Here is an animal of myth and legend, but lately proven to still exist in Southern New Mexico.. the Jaguar... 16 x 20


----------



## DonH (Apr 4, 2011)

"Intensity" 16 x 20. On Canvas. 
This was painted last night under partial florescent lighting. The orange used did not show up nearly so well as it does in the daylight. I decided to leave it as is.


----------



## DonH (Apr 4, 2011)

"Red Tailed Hawk" 16 x 20


----------



## WatercolorStain (Apr 11, 2011)

Wonderfully done! You did a great job at capturing their expressions, especially in the jaguar and hawk. The detailing in the fur and feathers is amazing too. Perhaps it's my inner tree-hugger, but animals always were my favorite subject. Looking forward to seeing more.


----------



## DonH (Apr 4, 2011)

Thanks so much, WatercolorStain! I hadnt done animals to speak of in Acrylics, so just getting my bearings in such doings.


----------



## DonH (Apr 4, 2011)

Here is one i did today in about 20 minutes. It was supposed to be just a preliminary sketch for a more realistic painting. A relative told me it was finished like that, so I present it here as is. The subject is taken from a photo i took on the Plaza in Santa Fe. In the mornings, native vendors line up to draw numbers for selling locations out in front of the Plaza. This colorful gentleman is a silversmith, much of what he sells being of his own handiwork.
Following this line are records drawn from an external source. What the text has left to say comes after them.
PR #19542, opened 2026-07-16
feat(memory): learn reusable skills from Subconscious reflection

TylerBarnes:
Adds the durable Subconscious learner. Reflection-derived `KnowledgeItem` evidence feeds a bounded learner agent that can create or update reusable skills without recursively enabling Subconscious work.

Tested with learner skill-evidence, cursor, and cancellation coverage plus Memory typechecking/builds.

Stack: 7 of 14 · Previous: #19541 · Next: #19543


TylerBarnes:
This is a solid foundation for durable skill evidence, but I don’t think the runtime contract is ready to merge yet.

The focused tests cover the learner internals well, but both unit and LibSQL integration tests invoke the learner handler directly. Please add real Agent → Memory/OM → reflection → learner coverage for synchronous and buffered reflection. That should prove the pre-reflection observations are correct, recursion is prevented, cancellation is honored, activity failures are surfaced, and cursor advancement occurs through the production lifecycle.

Retry and concurrency semantics also need to be explicit and tested. Skill-node creation, evidence writes, and cursor advancement are separate mutations. Please cover:

- A successful evidence write followed by failure before cursor advancement
- Replaying the identical source items after that failure
- A retry that proposes conflicting procedure content or scope
- Concurrent learners creating/updating the same skill
- Out-of-order completion markers and partial worklist acknowledgement

Deterministic evidence IDs help, but accepting an existing ID without verifying its parent, content, scope, and ceiling makes conflicting retries first-writer-wins rather than demonstrably safe.

I’m also concerned about scope and authority. A broadly visible skill may summarize narrower evidence, and the learner receives general knowledge write tools that can bypass `knowledge_record_skill`’s two-source, deterministic-ID, and one-skill safeguards. Please either restrict mutation authority to the specialized path or prove with mixed-scope tests that broader retrieval cannot expose private source-derived content.

Finally, an explicitly configured learner still depends on `context.mainAgent` for model resolution. Please define and test model resolution when no main agent is present. Since `learn` changes from an inert default to default-on model-driven durable writes, public documentation should cover activation, disabling, model/context requirements, costs, write/scope behavior, and partial-failure/retry semantics.

The source-bound provenance, deterministic IDs, isolated learner memory, and per-handler failure isolation are good building blocks. The missing part is executable proof that they remain safe through the actual reflection lifecycle and under retries, concurrency, and mixed scopes.

packages/memory/src/processors/observational-memory/subconscious/learn.ts
```diff
@@ -0,0 +1,252 @@
...
+      input.state.recordedName = normalizedName;
+      const nodeScope = expandKnowledgeScope(input.scope, input.defaultScope);
+      let node = await input.store.resolveNode({ name: normalizedName, scope: input.scope });
+      if (node && node.kind !== 'skill') throw new Error(`Knowledge node is not a skill: ${normalizedName}`);
+      node ??= await input.store.createNode({ name: normalizedName, kind: 'skill', scope: nodeScope });
+      const evidence = [];
+      for (const sourceId of sourceIds) {
+        const id = evidenceItemId(sourceId, normalizedName);
+        const existing = await input.store.getItem({ id });
+        if (existing) {
```
CodingButter, line 107: The deterministic evidence id makes replays idempotent (nice), but it also means a refined procedure for the same skill/source pair hits this existing-item check and continues - the improved text is never written and the tool still reports success, while the tool description advertises 'or evidence update'. Either fold a content hash into the id or route procedure improvements to the node content; today update is a silent no-op the model cannot detect.

CodingButter (approved):
Learn rung reviewed. Deterministic evidence-id derivation with race-tolerant idempotent appends is well designed; two-evidence minimum and one-skill-per-reflection gates verified. Inline note on record_skill silently dropping procedure updates for an existing (skill, source) pair. CI reds at tip are outage-window infra, rerun kicked. Approving.

packages/memory/src/processors/observational-memory/subconscious/learn.ts
TylerBarnes: Procedure refinement semantics are a design-sized learner follow-up. v1 intentionally keys evidence deterministically for crash/replay idempotency; changing IDs or mutating skill content requires a signed update/conflict policy rather than silently changing this segment.

PR #19543, opened 2026-07-16
feat(memory): harden Subconscious execution boundaries

TylerBarnes:
Hardens Subconscious execution boundaries: recursion guards, cancellation propagation, typed background-error events, origin tracking, temporary-agent isolation, and configuration checks. Stable-looking `subconscious` configuration remains rejected; the capability is exposed through `experimental_subconscious`.

Tested with focused hardening suites, Memory typechecking/builds, and packed-package proof gates.

Stack: 8 of 14 · Previous: #19542 · Next: #19544


TylerBarnes:
Thanks for hardening these execution boundaries. The centralized filtering point, abort propagation, and typed background errors are the right areas to address, but I don’t think the isolated PR meets its runtime guarantees yet.

**Persisted Subconscious signals bypass the new filter.** `stripSubconsciousSignals()` recognizes transient `data-signal` parts, while `MessageList.addSignal()` persists signals as `role: "signal"` rows with origin under `content.metadata.signal`. `ObservationStrategy.run()` applies the filter directly to prepared messages without first converting those rows to `data-signal`. I reproduced `createSignal() → MessageList.addSignal() → get.all.db() → stripSubconsciousSignals()` and the Subconscious reminder remained. Activity and error state signals use the same persistence path. Please support both durable and transient representations and add a persistence/reload or real next-observation-cycle regression test.

**Cancellation also needs post-await enforcement.** `Agent.generate()` can resolve with empty output after cancellation rather than throw, so catch-only abort checks are insufficient. Remind can treat cancellation as quiet success, while curate/learn may continue parsing completion markers or advancing durable cursors. Please check cancellation after awaited model/tool/storage work and before parsing results, emitting signals/errors/activity, or advancing cursors. Tests should cover in-flight cancellation and prove cursors remain unchanged and no error/state output is written after cancellation.

The current tests are primarily helper-level: fabricated `data-signal` parts, a pre-aborted handler that explicitly throws, and isolated error publication. Please add lifecycle coverage through real sync, buffered, and resource-scoped OM paths, including durable signal reload, writer failure/closure, and cancellation during active work.

There are also release/description mismatches:

- The PR body credits temporary-agent isolation and configuration validation, but those are earlier-stack changes, not changes in this isolated diff.
- The changeset releases `@mastra/core` and `@mastra/libsql` despite this diff changing only Memory files. Please justify those releases or remove them.
- The Documentation label is present, but this PR has no docs for the new typed error contract.

Once the persisted representation and post-await cancellation cases are covered end-to-end, this should provide the execution boundary the PR intends.

TylerBarnes:
Fixed the durable-signal bypass in `099ab25480d`. `stripSubconsciousSignals()` now recognizes persisted `role: "signal"` rows via `content.metadata.signal.metadata.origin` / structured source attributes, while retaining unrelated persisted signals. Regression coverage uses canonical `createSignal().toDBMessage()` representations for remembered and activity signals; focused guardrail tests pass 2/2 and Memory typecheck/lint/format pass.

The separate post-await cancellation matrix and full sync/buffered/resource lifecycle coverage remain design-sized runtime work and are still blockers rather than being treated as resolved by this mechanical fix.

CodingButter (approved):
This rung fixes three findings I flagged on earlier rungs: signal stripping via origin metadata, error surfacing through writer.custom data parts, and abort propagation into reflection handlers. Guardrails test covers the stripping contract. Clean and green. Approving.

PR #19544, opened 2026-07-16
feat(storage): add Subconscious knowledge adapter parity

TylerBarnes:
Implements the unified knowledge node/item storage contract for MongoDB, MySQL, and PostgreSQL after the LibSQL path is green. Adapter parity covers literal scope visibility, independent item visibility, node content search, item provenance, mentions, activity, curation cursors, CAS updates, and recoverable semantic-outbox writes.

Tested with the shared adapter contract and package builds for all four production adapters.

Stack: 9 of 14 · Previous: #19543 · Next: #19549


TylerBarnes:
Thanks for extending the shared knowledge contract across MongoDB, MySQL, and PostgreSQL. The shared conformance suite and adapter-specific CAS/outbox/schema tests are a strong baseline, but I found several blocking parity and recoverability failures:

1. **MongoDB standalone/custom-handler writes are not recoverable.** `withTransaction()` intentionally degrades to sequential writes when transactions are unavailable. I reproduced failures after the primary node/item insert leaving durable records without mentions, activity, or semantic-outbox entries. Retrying with the same ID returns the existing record without repairing derived state; without an explicit item ID, the generated ID is lost and retrying creates a duplicate. Either transaction support must be required for this domain or retries must reconcile every derived write. Please add failure-injection tests for each write boundary on non-transactional deployments.

2. **MySQL/PostgreSQL do not implement literal query semantics.** Both `namePrefix` and lexical search pass unescaped `%`/`_` through `LIKE`. I reproduced `%` matching unrelated names and `_` matching unrelated search content, while in-memory uses literal `startsWith`/`includes` and MongoDB escapes regex input. Please escape `LIKE` metacharacters and add shared conformance tests for `%`, `_`, and the escape character.

3. **Concurrent same-name node creation leaks raw database errors.** On fresh schemas, concurrent normalized-name creation produced raw MySQL `ER_DUP_ENTRY` and PostgreSQL `23505` failures, whereas MongoDB rereads and returns the canonical winner. Catch only the expected identity uniqueness conflict, reread the winner, and add this race to the shared suite.

4. **The Memory configuration restriction is unrelated and lacks release treatment.** This PR removes `model`/`maxSteps` from exported capture/custom-observation configuration and rejects them at runtime, but includes no `@mastra/memory` changeset or documentation. Please split this into a focused change, or add the appropriate Memory release, migration guidance, and explanation of the new Observer-model contract.

Before merge, I’d also like file-backed contention coverage for direct cursor advancement and backend-specific long-name/collation coverage. The shared tests currently miss the adapter-specific semantics that exposed these failures.

One non-blocking parity issue: MongoDB merge emits an `upsert` for a deleted mention-source item where the SQL adapters emit `delete`. The semantic-index loader currently prevents resurrection by converting the missing/deleted document into a delete, but MongoDB should still emit the correct operation and have regression coverage.

TylerBarnes:
Fixed the literal-query parity blocker in `dad79b71746`. LibSQL, MySQL, and PostgreSQL now escape `%`, `_`, and the escape character for both `namePrefix` and lexical search; the shared adapter contract covers all three metacharacters. The LibSQL contract passes 16/16, all three SQL adapter builds pass, and format/lint checks are clean.

The MongoDB non-transactional recovery model, concurrent same-name race normalization, post-write failure injection matrix, and configuration split/release treatment remain design-sized blockers; this commit only resolves item 2 and does not claim the full review is addressed.

stores/mongodb/src/storage/domains/knowledge/index.ts
```diff
@@ -0,0 +1,919 @@
...
+        .limit(limit - results.length)
+        .toArray();
+      for (const fact of facts) {
+        const parent = await this.#resolveTerminalNode(fact.parentNodeId);
+        const parentVisible = parent && isKnowledgeScopeVisible(parent.scope, scope);
+        results.push({
+          type: 'item',
+          id: fact.id,
+          recordId: fact.parentNodeId,
+          name: parentVisible ? parent.name : '(private entity)',
```
CodingButter: Tiny parity leftover from the records-to-nodes rename: every other adapter renders an invisible parent as '(private node)'; mongo says '(private entity)'.

CodingButter (approved):
Adapter parity reviewed across pg/mysql/mongodb against the libsql reference: LIKE escaping (ESCAPE clause + escapeLikePattern), per-adapter scope-prefix SQL, and mongo transactions all verified; contract suites run against each. One vocabulary nit inline (mongo's '(private entity)' vs '(private node)'). Approving.

stores/mongodb/src/storage/domains/knowledge/index.ts
TylerBarnes: Fixed during the KnowledgeRecord terminology migration; MongoDB now emits `(private node)`, matching the other adapters.

PR #19549, opened 2026-07-16
feat(mastracode): enable Subconscious memory for dogfooding

TylerBarnes:
Enables experimental Subconscious memory in Mastra Code when vector and knowledge storage are available. The SDK supplies project-scoped identity, configured observation/reflection models, semantic infrastructure, and deterministic request-context propagation while preserving non-Subconscious behavior for unsupported storage.

Tested with Mastra Code SDK memory tests and package builds.

Stack: 10 of 14 · Previous: #19544 · Next: #19557


TylerBarnes:
I don’t think this is ready to merge yet. The Mastra Code wiring is focused, but enabling Subconscious globally introduces lifecycle and isolation behavior that the current tests do not cover.

**1. Internal goal-judge and delegated-agent content can enter shared knowledge**

Goal judges inherit the parent `MastraMemory` and retain the parent resource ID. Their synthetic thread IDs isolate transcript history, but do not isolate resource-scoped Subconscious knowledge. Capture can therefore process internal prompts, judge decisions, approval state, and user follow-ups and persist them as project-visible knowledge. Delegated agents that inherit memory have a similar exposure.

Please define an explicit policy for internal actors and enforce it at the lifecycle boundary—for example, disable Subconscious capture/curation for `goalJudge` and other internal threads unless deliberately enabled. Add a real Agent → goal judge/subagent → OM/Subconscious regression proving internal deliberation cannot enter parent-visible knowledge.

**2. The failing E2E represents changed runtime behavior**

The goal-judge isolation E2E is not failing only because an expected count became stale. The existing observer fixture returns XML, while Subconscious capture expects structured knowledge output. This triggers capture retries and reminder calls; locally the scenario produced 21 model requests with 10 unmatched requests.

Please update the fixture for the intended topology, eliminate unintended calls, and make the test assert which actor and model initiated every OM/Subconscious request. The PR should not ship with this E2E failing.

**3. Capability gating does not match the documented/released contract**

The changeset and docs say activation requires vector, embedder, and knowledge storage, but `getDynamicMemory()` visibly gates Subconscious only on vector availability. Please explicitly verify all required capabilities before enabling it and test the unsupported-storage cases. Otherwise users can enter a partially configured lifecycle contrary to the stated contract.

**4. Current unit tests prove wiring, not behavior**

The added test mocks `Subconscious` and checks constructor arguments. It does not execute real Memory or prove capture, durable persistence, semantic indexing, unsupported-storage fallback, request-context isolation, or internal-actor behavior. This default-on integration needs lifecycle-level coverage using the real processor/storage path.

**5. Documentation is stale**

The docs describe `observationalMemory.subconscious`, while runtime uses `experimental_subconscious`, and they use the old entities/facts/pages terminology rather than nodes/items. The documented per-agent model/`maxSteps` behavior also needs reconciliation with the current capture/reminder configuration contract.

**6. Owner/resource identity assumptions are unstable in this stack position**

This PR derives organization identity from `session.ownerId`; later Factory changes introduce authoritative `factoryOrgId` and use `factoryProjectId` as `knowledgeResourceId`. Please either include the final identity contract here or rebase/restructure the stack so this PR does not temporarily persist knowledge under identities that subsequent PRs reinterpret.

Before merge, I’d like to see the internal-thread policy implemented, the E2E passing with explicit model-call assertions, capability gating aligned with the release contract, real lifecycle tests, corrected docs, and stable organization/resource identity semantics.

CodingButter (approved):
Dogfooding rung reviewed. Subconscious enabled only when a vector store is present, matching the documented requirement; org resolution from the controller session degrades to per-extractor failure when missing. Docs section verified accurate against actual code behavior. Approving.

docs/src/content/en/docs/memory/observational-memory.mdx
```diff
@@ -854,6 +854,76 @@ If you're using working memory to store conversation summaries or ongoing state
 
 In practical terms, OM replaces both working memory and message history, and has greater accuracy (and lower cost) than Semantic Recall.
 
+## Subconscious memory
```
TylerBarnes: we should leave docs out for now I think

TylerBarnes: maybe we can put them in a .md file in source code until we're ready to formally launch this feat?

mastracode/sdk/src/agents/memory.ts
```diff
@@ -112,6 +116,12 @@ export function getDynamicMemory(storage: MastraCompositeStore, vector?: MastraV
           enabled: true,
           temporalMarkers: true,
           retrieval: vector ? { vector: true } : true,
+          experimental_subconscious: vector
+            ? new Subconscious({
+                defaultScope: 'resource',
+                maxScope: 'resource',
+              })
+            : undefined,
```
TylerBarnes: there should be an env var opt in for this

docs/src/content/en/docs/memory/observational-memory.mdx
TylerBarnes: Removed the unreleased Subconscious section from the public OM guide in 473ac11711f. We will keep launch documentation private until the feature is ready.

mastracode/sdk/src/agents/memory.ts
TylerBarnes: Added an explicit Mastra Code opt-in in ae01a4c8b8f. Subconscious now stays disabled unless MASTRACODE_EXPERIMENTAL_SUBCONSCIOUS=1 is set; regular OM remains enabled.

The version in the album has a few more brush strokes on it.
"The Silversmith"


----------



## PencilMeIn (Sep 2, 2010)

I've been missing out on your fabulous paintings, Don! Animals are my favorite subject and you've captured them well. Twenty minutes on that last one? I'm impressed! Love the story behind it.


----------



## chanda95 (Apr 6, 2011)

Don - loving these and the red-tailed hawk is beautiful!! Can't wait to see what else you come up with!


----------